Azorra is re-evaluating its plans to dismantle A220-300s previously operated by EgyptAir, the lessor told ch-aviation. The company is considering leasing the aircraft to airlines instead of parting them out amid a global shortage of new aircraft.
As quoted by aviation news portal FlightGlobal, Azorra's president Ron Baur said that the ex-EgyptAir A220-200s "would most likely be placed with operators as flying aircraft," depending on when the situation with the grounded aircraft is resolved. Baur added that the demand for new and second-hand A220s is "very strong".
In April 2025, Azzora announced it had partnered with Delta Material Services (DMS), a wholly owned subsidiary of Delta Air Lines, to dismantle several A220-300s. The company aimed to retrieve valuable spare components, mainly the Pratt & Whitney PW1000 engines, to support the global A220 fleet.
The Egyptian flag carrier sold twelve A220-300s to Azorra in 2024, retiring the type completely just five years after taking delivery of the first jet. The lessor confirmed to ch-aviation that one ex-EgyptAir aircraft had already been parted out.

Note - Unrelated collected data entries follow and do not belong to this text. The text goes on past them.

PR #998, opened 2024-02-08
fix saver factory for creation after training process restarts.

liyzcj:

We propose to modify the agent's implementation to use a factory thread that continuously attempts to create the saver, rather than relying on a single creation attempt.

In the current implementation, if the training process fails before the notification for asynchronous saver creation is sent, the saver will not be instantiated on the agent's side. This absence of the saver can result in an error during the next training process. The proposed change aims to ensure that the saver is reliably created, thereby preventing such errors.

No

UT

### DIFF
--- a/dlrover/python/elastic_agent/torch/ckpt_saver.py
+++ b/dlrover/python/elastic_agent/torch/ckpt_saver.py
@@ -411,11 +411,17 @@ class AsyncCheckpointSaver(metaclass=ABCMeta):
         """
 
         def _saver(class_meta: ClassMeta):
+
+            # if the thread is not alive, the saver may be created
+            if cls._saver_instance is not None:
+                cls._saver_instance.close()
+                cls._saver_instance = None
+
             module = importlib.import_module(class_meta.module_path)
             class_def = getattr(module, class_meta.class_name)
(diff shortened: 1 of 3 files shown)


dlrover/python/elastic_agent/torch/ckpt_saver.py
```diff
@@ -409,19 +409,42 @@ def start_async_saving_ckpt(cls):
...
+        def _factory():
+            logger.info("Start the checkpoint saver factory.")
+
+            while True:
+                class_meta: ClassMeta = sq.get()
+
+                # use a lock to avoid concurrent creation of the saver
+                with threading.Lock():
+
+                    if cls._saver_instance is not None:
```
workingloong, line 432: If the thread to save checkpoint fails, the agent can create a new thread. For example:
```Python
saver_thread  = None
if cls._saver_instance is not None and saver_thread and saver_thread.is_alive():
     continue
saver_thread = threading.Thread(
                        target=_saver,
                        args=(class_meta,),
                        name="checkpoint-saver",
                        daemon=True,
                    )
saver_thread.start()
```

workingloong (approved):

PR #1007, opened 2024-02-26
Relaunch th node if the node breaks down when checking the network.

workingloong:

Relaunch the node if the node breaks down when checking the network.

The k8s status may be inconsistent with the node status if the machine crashes.

No.

UT.


samplise (approved):
lgtm

PR #1013, opened 2024-03-01
The job master diagnoses  whether the worker is dead by heartbeat.

### LINKED ISSUE #1010: The Job master monitors the worker status by heartbeat.
# Background

Now, the job master of DLRover monitors the worker status by k8s Pod events. However, the event is lost and the Pod status does not change if the machine of Pod crashes. In this case, The master will not restart the worker because it does not know the worker is dead.  To solve the issue, the worker can periodically send a heartbeat to the job master.  The job master can decide the worker is dead if it does not receive a heartbeat from the worker for a long time.

# Design

- The `ElasticAgent` on a worker Pod starts a thread to periodically send a heartbeat to the job master. The heartbeat message should be extendable because the worker can send other node metrics to the job master in the future.
- The job master decides the worker is dead if the job master has not received a heartbeat from a worker.
- The job master relaunches the worker Pod if the worker is dead.

workingloong:

The job master diagnoses whether the worker is dead by heartbeat.

Fix #1010 

No.

UT.

### DIFF
--- a/dlrover/python/elastic_agent/monitor/training.py
+++ b/dlrover/python/elastic_agent/monitor/training.py
@@ -89,7 +89,7 @@ class TorchTrainingMonitor(Singleton):
         self._resource_monitor.start()
         self._resource_monitor.start_monitor_cpu()
         thread = threading.Thread(
-            target=self._periodically_report_step,
+            target=self._periodically_report,
             name="report-step",
             daemon=True,
         )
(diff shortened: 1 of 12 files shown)


dlrover/python/elastic_agent/monitor/training.py
```diff
@@ -119,9 +119,16 @@ def report_resource_with_step(self):
         except Exception as e:
             logger.warning(e)
 
-    def _periodically_report_step(self):
-        if self._group_rank != 0:
-            return
+    def send_heartbeat(self):
+        try:
+            ts = int(time.time())
```
Antlera, line 124: why should we use a int timestamp here? And `now = time.time()` is not converted to a int.

Antlera: Thanks for explaining, LGTM!

Antlera (approved):
LGTM

PR #1015, opened 2024-03-05
Set an ENV to start the monitor in the agent.

workingloong:

Set an ENV to start the monitor in the agent.

We only need to start the monitor in the node of ElasticJob.

No.

UT.


samplise (approved):
lgtm

PR #885, opened 2025-05-05
docs/hacking: add notes about listOf default priority

horriblename:
I finished writing this before realizing I should have checked how `listOf` is
used in other codebases first.

I did a search for `listOf` in nixpkgs codebase, and none of the results on
the first page make use of `listOf` in a way that the default values should be
extended. (in fact, almost all of them set `default = []`)

With that in mind, I'm not sure if what I wrote in this PR is good practice or
just a hack that would just makes things more complicated down the line


horriblename:
dumb idea

PR #892, opened 2025-05-09
feat: add treesitter textobjects

ckoehler:
Not sure if there's a better way to make this load before mini.ai and after TS. Nothing seems to break even if mini.ai is disabled.
I also don't use any default config for the actual plugin, just the objects it provides with my mini.ai user config.

### DIFF
--- a/modules/plugins/treesitter/ts-textobjects/textobjects.nix
+++ b/modules/plugins/treesitter/ts-textobjects/textobjects.nix
@@ -1,0 +1,21 @@
+{lib, ...}: let
+  inherit (lib.options) mkEnableOption;
+  inherit (lib.nvim.types) mkPluginSetupOption;
+in {
+  options.vim.treesitter.textobjects = {
+    enable = mkEnableOption "Treesitter textobjects";
+    setupOpts =
+      mkPluginSetupOption "treesitter-textobjects" {}
+      // {
+        example = {
+          select = {
+            enable = true;
+            lookahead = true;
+            keymaps = {
+              af = "@function.outer";
+            };
+          };
+        };
+      };
+  };
+}
--- a/docs/release-notes/rl-0.8.md
+++ b/docs/release-notes/rl-0.8.md
@@ -329,11 +329,13 @@
 
 [flash.nvim]: https://github.com/folke/flash.nvim
 [gitlinker.nvim]: https://github.com/linrongbin16/gitlinker.nvim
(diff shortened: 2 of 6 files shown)


horriblename:
I don't understand why mini.ai has to come first? from their README I don't see any dependency between the two?

horriblename:
did a bit more reading in their docs, still no mention of needing to load one before the other

ckoehler:
> did a bit more reading in their docs, still no mention of needing to load one before the other

See https://github.com/echasnovski/mini.nvim/blob/4e873f36552ac7c15a824f36783c629493f78d0c/doc/mini-ai.txt#L725. If you don't, that query file won't be available and the motions just won't work.

horriblename:
the query files will always be there. the only way they could be missing is if you lazy-load TS-textobject, which isn't happening here

ckoehler:
> the query files will always be there. the only way they could be missing is if you lazy-load TS-textobject, which isn't happening here

You're right. I did have it lazy-loading, which required this. But then I changed it. Thanks for pushing back. This makes it easier, too :)

modules/plugins/treesitter/ts-textobjects/textobjects.nix
```diff
@@ -0,0 +1,9 @@
+{lib, ...}: let
+  inherit (lib.options) mkEnableOption;
+  inherit (lib.nvim.types) mkPluginSetupOption;
+in {
+  options.vim.treesitter.textobjects = {
+    enable = mkEnableOption "Treesitter textobjects";
+    setupOpts = mkPluginSetupOption "treesitter-textobjects" {};
```
horriblename, line 7: an example would be appreciated
```suggestion
    setupOpts = mkPluginSetupOption "treesitter-textobjects" {} // {
      example = {
        select = {
          enable = true,
          lookahead = true,
          keymaps = {
            ["af"] = "@function.outer",
          },
      };
    };
  };
```

would hopefully make it clear enough that the whole thing goes under `textobjects` in the generated code

horriblename (changes requested):

modules/plugins/treesitter/ts-textobjects/textobjects.nix
ckoehler: Done, thanks!

horriblename (approved):
LGTM, thanks!

NotAShelf (commented):
LGTM

NotAShelf:
Thanks :)

PR #894, opened 2025-05-10
add ruby lsp as ruby server option

cramt:
added shopify's new lsp for ruby called `ruby-lsp` as a server option along side solargraph

Also updated the solargraph config to match all the other, with the fact that it can either be a package or list of strings


NotAShelf:
Sorry for the delay, could you add an entry in the release notes please? I'll merge it afterwards.

cramt:
no problem, it was the weekend after all, have added release notes now

Soliprem (approved):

"While some of the EgyptAir jets are providing parts for airline partners such as Breeze Airways and Delta, our plans for the remaining aircraft are under active review," Baur said.
Since Azorra purchased the jets, three have been leased to Breeze Airways and one to Cyprus Airways. The American regional carrier confirmed to ch-aviation that the aircraft are not being operated in the scheduled service. Three jets are used by the airline as a source of spare engines.
According to the ch-aviation fleets module, the largest operator of A220 family aircraft is Delta Air Lines with forty-five A220-100s and thirty-three A220-300s in service.